Saved data entries —
=-=-=
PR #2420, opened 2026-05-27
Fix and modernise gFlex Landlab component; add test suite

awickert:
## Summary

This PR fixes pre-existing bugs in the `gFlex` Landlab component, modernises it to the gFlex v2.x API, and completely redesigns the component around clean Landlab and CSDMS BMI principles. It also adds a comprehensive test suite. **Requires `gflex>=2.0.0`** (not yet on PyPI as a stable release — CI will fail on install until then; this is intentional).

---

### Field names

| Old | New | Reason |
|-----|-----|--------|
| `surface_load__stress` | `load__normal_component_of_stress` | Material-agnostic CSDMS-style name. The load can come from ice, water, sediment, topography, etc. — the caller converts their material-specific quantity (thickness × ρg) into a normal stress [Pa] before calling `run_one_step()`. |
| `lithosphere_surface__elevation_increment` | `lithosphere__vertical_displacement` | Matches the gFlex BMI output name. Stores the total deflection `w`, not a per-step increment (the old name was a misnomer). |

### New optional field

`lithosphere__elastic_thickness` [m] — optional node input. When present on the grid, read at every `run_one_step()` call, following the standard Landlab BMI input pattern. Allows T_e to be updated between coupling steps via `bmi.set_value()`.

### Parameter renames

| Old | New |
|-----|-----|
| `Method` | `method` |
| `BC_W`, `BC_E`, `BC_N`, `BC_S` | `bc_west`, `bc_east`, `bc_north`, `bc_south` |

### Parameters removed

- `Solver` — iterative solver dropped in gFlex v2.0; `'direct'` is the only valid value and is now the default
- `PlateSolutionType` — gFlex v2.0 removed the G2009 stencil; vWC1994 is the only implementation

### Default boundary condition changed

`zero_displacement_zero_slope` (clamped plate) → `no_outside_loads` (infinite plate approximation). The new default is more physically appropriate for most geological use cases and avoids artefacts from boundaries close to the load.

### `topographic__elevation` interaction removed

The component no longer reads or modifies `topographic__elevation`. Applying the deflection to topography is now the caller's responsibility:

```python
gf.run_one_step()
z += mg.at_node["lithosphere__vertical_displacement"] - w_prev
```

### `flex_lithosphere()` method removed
=-=-=
WORK INSTRUCTION — With nothing left out, transcribe the records above exactly.

TASK OUTPUT —
PR #2420, opened 2026-05-27
Fix and modernise gFlex Landlab component; add test suite

awickert:
## Summary

This PR fixes pre-existing bugs in the `gFlex` Landlab component, modernises it to the gFlex v2.x API, and completely redesigns the component around clean Landlab and CSDMS BMI principles. It also adds a comprehensive test suite. **Requires `gflex>=2.0.0`** (not yet on PyPI as a stable release — CI will fail on install until then; this is intentional).

---

### Field names

| Old | New | Reason |
|-----|-----|--------|
| `surface_load__stress` | `load__normal_component_of_stress` | Material-agnostic CSDMS-style name. The load can come from ice, water, sediment, topography, etc. — the caller converts their material-specific quantity (thickness × ρg) into a normal stress [Pa] before calling `run_one_step()`. |
| `lithosphere_surface__elevation_increment` | `lithosphere__vertical_displacement` | Matches the gFlex BMI output name. Stores the total deflection `w`, not a per-step increment (the old name was a misnomer). |

### New optional field

`lithosphere__elastic_thickness` [m] — optional node input. When present on the grid, read at every `run_one_step()` call, following the standard Landlab BMI input pattern. Allows T_e to be updated between coupling steps via `bmi.set_value()`.

### Parameter renames

| Old | New |
|-----|-----|
| `Method` | `method` |
| `BC_W`, `BC_E`, `BC_N`, `BC_S` | `bc_west`, `bc_east`, `bc_north`, `bc_south` |

### Parameters removed

- `Solver` — iterative solver dropped in gFlex v2.0; `'direct'` is the only valid value and is now the default
- `PlateSolutionType` — gFlex v2.0 removed the G2009 stencil; vWC1994 is the only implementation

### Default boundary condition changed

`zero_displacement_zero_slope` (clamped plate) → `no_outside_loads` (infinite plate approximation). The new default is more physically appropriate for most geological use cases and avoids artefacts from boundaries close to the load.

### `topographic__elevation` interaction removed

The component no longer reads or modifies `topographic__elevation`. Applying the deflection to topography is now the caller's responsibility:

```python
gf.run_one_step()
z += mg.at_node["lithosphere__vertical_displacement"] - w_prev
```

### `flex_lithosphere()` method removed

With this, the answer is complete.